**** SUPPLIED DATA

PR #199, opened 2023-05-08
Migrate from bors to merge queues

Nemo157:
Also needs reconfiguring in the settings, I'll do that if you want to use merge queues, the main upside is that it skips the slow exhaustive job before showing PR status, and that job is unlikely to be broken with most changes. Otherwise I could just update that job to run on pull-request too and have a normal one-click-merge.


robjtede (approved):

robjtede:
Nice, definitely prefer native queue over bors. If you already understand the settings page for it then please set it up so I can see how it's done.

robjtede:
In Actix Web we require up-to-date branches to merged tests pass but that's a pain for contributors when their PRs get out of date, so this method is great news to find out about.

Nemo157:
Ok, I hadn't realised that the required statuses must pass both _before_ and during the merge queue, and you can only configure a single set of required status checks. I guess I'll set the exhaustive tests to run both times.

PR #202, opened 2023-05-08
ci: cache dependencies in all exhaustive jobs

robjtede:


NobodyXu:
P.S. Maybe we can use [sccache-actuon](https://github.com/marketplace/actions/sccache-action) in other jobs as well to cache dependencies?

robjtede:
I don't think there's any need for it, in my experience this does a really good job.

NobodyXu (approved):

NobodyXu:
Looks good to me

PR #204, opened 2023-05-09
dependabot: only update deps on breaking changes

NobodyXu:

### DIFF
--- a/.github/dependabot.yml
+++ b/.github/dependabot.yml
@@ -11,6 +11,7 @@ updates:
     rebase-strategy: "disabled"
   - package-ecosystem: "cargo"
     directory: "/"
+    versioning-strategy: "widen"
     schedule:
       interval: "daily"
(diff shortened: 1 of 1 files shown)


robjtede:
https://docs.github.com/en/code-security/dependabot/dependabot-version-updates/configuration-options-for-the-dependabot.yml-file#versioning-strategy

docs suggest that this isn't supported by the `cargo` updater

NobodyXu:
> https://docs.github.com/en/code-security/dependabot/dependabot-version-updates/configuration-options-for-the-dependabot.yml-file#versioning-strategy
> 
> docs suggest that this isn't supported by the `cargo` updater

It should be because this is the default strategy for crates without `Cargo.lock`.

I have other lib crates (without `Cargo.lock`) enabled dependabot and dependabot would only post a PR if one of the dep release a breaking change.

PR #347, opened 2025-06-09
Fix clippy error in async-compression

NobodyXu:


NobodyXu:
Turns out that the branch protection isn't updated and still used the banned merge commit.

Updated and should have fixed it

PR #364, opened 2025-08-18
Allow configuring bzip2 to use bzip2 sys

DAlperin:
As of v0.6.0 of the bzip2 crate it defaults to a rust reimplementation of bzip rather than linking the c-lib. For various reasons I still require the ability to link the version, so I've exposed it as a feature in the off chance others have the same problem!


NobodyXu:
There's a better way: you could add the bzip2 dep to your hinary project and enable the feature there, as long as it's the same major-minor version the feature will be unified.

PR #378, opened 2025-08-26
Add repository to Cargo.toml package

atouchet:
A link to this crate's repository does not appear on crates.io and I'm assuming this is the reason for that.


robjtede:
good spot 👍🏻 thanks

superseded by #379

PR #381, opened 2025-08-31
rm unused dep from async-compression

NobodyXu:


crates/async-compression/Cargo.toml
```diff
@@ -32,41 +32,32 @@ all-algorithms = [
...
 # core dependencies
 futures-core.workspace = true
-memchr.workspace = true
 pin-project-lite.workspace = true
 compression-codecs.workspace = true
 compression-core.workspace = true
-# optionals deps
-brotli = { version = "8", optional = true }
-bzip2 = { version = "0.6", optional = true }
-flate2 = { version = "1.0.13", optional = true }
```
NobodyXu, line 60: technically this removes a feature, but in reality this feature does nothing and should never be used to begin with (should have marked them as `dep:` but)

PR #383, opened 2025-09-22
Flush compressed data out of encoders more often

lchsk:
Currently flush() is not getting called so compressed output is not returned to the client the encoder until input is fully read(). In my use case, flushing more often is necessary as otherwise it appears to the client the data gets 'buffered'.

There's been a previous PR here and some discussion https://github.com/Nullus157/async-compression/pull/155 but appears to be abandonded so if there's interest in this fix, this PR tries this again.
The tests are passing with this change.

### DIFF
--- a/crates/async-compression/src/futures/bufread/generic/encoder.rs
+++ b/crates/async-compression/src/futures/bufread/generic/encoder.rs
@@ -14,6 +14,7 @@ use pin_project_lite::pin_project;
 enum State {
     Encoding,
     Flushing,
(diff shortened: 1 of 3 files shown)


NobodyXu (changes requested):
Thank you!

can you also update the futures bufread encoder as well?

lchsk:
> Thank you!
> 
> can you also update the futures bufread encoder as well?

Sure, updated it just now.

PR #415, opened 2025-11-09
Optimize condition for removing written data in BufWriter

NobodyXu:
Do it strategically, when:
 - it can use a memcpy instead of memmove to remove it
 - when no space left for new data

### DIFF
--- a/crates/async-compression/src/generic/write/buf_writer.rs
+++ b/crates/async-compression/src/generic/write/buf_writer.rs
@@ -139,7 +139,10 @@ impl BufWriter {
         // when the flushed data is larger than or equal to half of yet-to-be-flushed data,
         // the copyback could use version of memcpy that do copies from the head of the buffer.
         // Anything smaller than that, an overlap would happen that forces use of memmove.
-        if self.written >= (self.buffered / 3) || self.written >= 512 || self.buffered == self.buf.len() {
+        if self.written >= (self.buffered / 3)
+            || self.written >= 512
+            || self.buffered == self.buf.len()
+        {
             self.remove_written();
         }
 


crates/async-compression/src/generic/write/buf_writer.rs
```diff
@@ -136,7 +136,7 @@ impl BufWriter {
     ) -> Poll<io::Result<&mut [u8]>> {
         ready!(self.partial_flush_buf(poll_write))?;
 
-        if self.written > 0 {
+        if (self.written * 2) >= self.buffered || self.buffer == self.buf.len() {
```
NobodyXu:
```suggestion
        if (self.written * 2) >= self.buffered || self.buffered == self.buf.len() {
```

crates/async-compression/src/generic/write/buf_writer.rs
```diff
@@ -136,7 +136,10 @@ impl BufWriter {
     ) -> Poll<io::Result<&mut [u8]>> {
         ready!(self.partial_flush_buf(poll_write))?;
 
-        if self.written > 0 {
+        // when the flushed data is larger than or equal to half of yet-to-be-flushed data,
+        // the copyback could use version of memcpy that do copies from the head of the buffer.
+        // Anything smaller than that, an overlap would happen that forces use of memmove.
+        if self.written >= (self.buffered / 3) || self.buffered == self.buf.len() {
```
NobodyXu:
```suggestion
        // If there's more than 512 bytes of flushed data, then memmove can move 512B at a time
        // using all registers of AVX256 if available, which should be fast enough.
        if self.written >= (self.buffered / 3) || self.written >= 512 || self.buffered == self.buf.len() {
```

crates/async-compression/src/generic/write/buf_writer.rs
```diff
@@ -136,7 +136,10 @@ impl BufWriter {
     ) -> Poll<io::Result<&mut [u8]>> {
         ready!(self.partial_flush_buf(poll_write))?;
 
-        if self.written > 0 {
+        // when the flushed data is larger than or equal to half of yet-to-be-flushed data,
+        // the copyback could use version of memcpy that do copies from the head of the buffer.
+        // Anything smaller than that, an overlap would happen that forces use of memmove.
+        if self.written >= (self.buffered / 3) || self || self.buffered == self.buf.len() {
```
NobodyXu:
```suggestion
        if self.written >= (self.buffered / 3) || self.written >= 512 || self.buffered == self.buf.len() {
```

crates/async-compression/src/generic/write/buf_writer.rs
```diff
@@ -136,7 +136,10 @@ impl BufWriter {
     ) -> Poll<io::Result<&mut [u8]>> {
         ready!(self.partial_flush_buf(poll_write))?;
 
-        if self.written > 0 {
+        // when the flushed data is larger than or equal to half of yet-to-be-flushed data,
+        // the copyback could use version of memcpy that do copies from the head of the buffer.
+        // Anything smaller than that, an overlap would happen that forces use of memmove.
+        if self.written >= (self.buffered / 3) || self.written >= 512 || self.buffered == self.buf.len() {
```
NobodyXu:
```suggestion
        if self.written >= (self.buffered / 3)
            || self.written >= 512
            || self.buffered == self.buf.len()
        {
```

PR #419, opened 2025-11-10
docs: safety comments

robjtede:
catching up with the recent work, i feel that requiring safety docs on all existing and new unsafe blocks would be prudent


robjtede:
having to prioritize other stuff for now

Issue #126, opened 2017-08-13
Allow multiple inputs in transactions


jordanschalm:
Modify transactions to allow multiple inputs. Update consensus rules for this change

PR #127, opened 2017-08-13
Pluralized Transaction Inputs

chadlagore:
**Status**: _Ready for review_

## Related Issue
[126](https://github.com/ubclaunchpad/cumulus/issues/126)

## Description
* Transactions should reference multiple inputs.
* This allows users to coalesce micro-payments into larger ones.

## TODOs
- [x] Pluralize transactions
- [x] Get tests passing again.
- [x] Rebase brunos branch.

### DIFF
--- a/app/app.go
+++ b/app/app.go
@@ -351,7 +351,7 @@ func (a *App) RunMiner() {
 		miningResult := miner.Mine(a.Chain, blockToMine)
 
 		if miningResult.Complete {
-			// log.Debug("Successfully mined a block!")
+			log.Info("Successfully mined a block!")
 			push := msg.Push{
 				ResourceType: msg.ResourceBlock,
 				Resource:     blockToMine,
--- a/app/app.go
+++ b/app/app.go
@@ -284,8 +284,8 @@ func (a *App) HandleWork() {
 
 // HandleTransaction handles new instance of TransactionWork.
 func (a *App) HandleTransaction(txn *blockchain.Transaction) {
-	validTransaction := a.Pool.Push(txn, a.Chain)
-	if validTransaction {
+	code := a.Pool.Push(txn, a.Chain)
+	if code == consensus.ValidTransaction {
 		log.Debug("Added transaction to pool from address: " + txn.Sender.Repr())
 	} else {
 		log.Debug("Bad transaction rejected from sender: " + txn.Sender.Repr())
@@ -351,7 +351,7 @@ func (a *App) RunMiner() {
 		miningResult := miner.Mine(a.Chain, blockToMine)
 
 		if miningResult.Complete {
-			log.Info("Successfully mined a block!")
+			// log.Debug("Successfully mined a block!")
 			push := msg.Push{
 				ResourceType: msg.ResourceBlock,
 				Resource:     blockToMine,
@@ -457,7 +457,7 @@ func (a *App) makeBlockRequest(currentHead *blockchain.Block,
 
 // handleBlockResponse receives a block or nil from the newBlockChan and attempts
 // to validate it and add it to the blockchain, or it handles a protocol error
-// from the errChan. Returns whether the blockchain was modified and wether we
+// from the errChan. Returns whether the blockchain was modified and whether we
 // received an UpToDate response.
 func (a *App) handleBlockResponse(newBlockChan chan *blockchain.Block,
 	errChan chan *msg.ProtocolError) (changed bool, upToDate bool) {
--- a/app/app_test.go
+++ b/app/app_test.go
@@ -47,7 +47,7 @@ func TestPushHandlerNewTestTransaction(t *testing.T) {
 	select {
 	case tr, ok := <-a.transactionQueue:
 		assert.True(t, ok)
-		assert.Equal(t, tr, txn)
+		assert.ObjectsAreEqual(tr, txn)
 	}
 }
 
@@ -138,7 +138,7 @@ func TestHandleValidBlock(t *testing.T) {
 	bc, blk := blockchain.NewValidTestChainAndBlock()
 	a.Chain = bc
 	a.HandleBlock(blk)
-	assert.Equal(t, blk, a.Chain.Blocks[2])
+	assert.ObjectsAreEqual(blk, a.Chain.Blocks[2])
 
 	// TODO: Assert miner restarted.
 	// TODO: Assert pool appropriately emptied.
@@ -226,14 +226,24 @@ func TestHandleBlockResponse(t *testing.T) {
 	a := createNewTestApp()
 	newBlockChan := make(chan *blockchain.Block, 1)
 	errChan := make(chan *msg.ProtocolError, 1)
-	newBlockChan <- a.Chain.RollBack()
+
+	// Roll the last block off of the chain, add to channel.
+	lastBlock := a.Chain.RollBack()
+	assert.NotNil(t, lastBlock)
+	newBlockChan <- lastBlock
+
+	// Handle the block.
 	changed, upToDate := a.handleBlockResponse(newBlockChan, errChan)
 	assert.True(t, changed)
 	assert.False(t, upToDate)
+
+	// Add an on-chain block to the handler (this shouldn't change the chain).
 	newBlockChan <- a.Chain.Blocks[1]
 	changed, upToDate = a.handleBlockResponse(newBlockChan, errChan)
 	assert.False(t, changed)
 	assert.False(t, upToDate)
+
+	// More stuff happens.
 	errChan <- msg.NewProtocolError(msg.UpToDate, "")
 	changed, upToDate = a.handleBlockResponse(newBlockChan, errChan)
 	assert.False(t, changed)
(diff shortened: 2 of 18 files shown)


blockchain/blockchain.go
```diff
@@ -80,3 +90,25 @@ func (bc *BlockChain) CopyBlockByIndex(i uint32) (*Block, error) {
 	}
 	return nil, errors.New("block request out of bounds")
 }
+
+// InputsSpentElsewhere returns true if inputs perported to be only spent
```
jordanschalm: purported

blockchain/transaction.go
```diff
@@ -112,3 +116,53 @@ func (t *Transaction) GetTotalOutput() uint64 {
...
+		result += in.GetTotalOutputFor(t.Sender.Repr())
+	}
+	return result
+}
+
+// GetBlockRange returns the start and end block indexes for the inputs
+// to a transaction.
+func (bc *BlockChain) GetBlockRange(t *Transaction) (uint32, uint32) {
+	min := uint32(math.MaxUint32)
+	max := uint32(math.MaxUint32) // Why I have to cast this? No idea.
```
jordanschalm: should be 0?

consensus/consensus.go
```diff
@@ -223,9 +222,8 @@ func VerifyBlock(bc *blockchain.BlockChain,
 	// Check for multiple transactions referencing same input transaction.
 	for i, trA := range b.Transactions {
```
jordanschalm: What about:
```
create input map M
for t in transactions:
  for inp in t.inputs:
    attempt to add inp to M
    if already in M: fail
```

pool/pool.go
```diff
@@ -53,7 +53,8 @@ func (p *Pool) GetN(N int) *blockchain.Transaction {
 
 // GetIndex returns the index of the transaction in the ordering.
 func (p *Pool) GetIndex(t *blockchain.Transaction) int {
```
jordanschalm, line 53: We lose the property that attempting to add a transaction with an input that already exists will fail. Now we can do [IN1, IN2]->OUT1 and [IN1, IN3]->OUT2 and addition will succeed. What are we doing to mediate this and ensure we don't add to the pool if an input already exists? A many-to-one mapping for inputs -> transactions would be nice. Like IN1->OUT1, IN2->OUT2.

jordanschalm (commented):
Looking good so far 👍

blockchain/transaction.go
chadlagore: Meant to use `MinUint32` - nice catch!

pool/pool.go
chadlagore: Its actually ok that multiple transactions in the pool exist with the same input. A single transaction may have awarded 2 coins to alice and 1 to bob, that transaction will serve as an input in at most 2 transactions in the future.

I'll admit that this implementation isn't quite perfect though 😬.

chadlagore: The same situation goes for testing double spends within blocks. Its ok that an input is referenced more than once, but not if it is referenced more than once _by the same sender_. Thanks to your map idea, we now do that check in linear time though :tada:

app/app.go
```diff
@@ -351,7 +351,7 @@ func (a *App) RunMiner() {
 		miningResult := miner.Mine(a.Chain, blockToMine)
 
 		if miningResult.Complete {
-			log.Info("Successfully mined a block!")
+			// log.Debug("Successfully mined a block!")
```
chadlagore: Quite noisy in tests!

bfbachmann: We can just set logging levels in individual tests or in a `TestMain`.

********

• **DIRECTIONS**: Go through the data above and return each line containing the string "Debug".

• **RESPONSE TO THE EXERCISE**:
-			// log.Debug("Successfully mined a block!")
 		log.Debug("Added transaction to pool from address: " + txn.Sender.Repr())
 		log.Debug("Bad transaction rejected from sender: " + txn.Sender.Repr())
+			// log.Debug("Successfully mined a block!")
+			// log.Debug("Successfully mined a block!")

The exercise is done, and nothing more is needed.